ENGINE AND A METHOD OF MAKING SAME

Abstract

An internal combustion engine is provided having at least one cylinder bore for slidingly supporting a piston, the cylinder bore wall of the at least one cylinder of the engine having pockets formed therein for retaining lubricant to reduce friction between the cylinder bore wall and piston. The pockets are elongate and have axes which are substantially parallel to the axis of the cylinder bore. The pockets are located at a first region supporting the piston when the piston is at its top dead center position. A method of making the cylinder is also provided.

Description

FIELD OF THE INVENTION

This invention relates to an internal combustion engine and in particular to method and a system for manufacturing an internal combustion engine.

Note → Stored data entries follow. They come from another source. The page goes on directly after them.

PR #5797, opened 2022-09-14
FossIdTest improvements

mnonnenmacher:
See the commit messages for details. This is preparation for removing the legacy scanner.

### DIFF
--- a/scanner/src/test/kotlin/scanners/fossid/FossIdTest.kt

BACKGROUND AND SUMMARY OF THE INVENTION

It is known that it is necessary to have a certain degree of roughness on each cylinder wall of an engine in order to retain oil used as a lubricant between the cylinder wall and the piston which is slidingly engaged within the respective cylinder. In practice the surface of the cylinder wall comprises a number of peaks and troughs and the oil is stored within the troughs. It is further well known in the manufacture of internal combustion engines to use a honing process to produce a desired surface finish on the wall of each cylinder of the engine in order to provide such an oil retention surface.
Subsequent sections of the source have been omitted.